## TASK DESCRIPTION
Search the records below for the string "approval" and copy each line where it turns up.

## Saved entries

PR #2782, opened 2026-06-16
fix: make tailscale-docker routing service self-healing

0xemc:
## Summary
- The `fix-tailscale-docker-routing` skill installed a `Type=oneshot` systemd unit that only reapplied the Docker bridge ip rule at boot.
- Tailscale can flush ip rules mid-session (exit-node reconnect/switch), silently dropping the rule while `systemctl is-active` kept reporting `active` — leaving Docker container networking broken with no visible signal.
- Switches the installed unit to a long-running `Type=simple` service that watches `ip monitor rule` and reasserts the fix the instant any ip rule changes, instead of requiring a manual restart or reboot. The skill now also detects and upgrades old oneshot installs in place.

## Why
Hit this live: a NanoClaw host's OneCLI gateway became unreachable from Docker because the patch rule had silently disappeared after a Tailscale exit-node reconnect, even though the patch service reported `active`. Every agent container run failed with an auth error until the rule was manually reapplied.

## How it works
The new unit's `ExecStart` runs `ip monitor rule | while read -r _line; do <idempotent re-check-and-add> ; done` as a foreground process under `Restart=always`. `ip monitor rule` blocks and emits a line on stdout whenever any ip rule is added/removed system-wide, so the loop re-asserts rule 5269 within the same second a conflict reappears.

---

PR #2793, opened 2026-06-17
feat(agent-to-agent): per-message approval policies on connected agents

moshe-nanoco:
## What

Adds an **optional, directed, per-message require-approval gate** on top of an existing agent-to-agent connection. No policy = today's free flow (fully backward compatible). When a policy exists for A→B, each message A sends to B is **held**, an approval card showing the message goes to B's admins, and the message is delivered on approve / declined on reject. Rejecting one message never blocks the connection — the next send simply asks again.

## OUTPUT OF THE TASK
feat(agent-to-agent): per-message approval policies on connected agents
Adds an **optional, directed, per-message require-approval gate** on top of an existing agent-to-agent connection. No policy = today's free flow (fully backward compatible). When a policy exists for A→B, each message A sends to B is **held**, an approval card showing the message goes to B's admins, and the message is delivered on approve / declined on reject. Rejecting one message never blocks the connection — the next send simply asks again.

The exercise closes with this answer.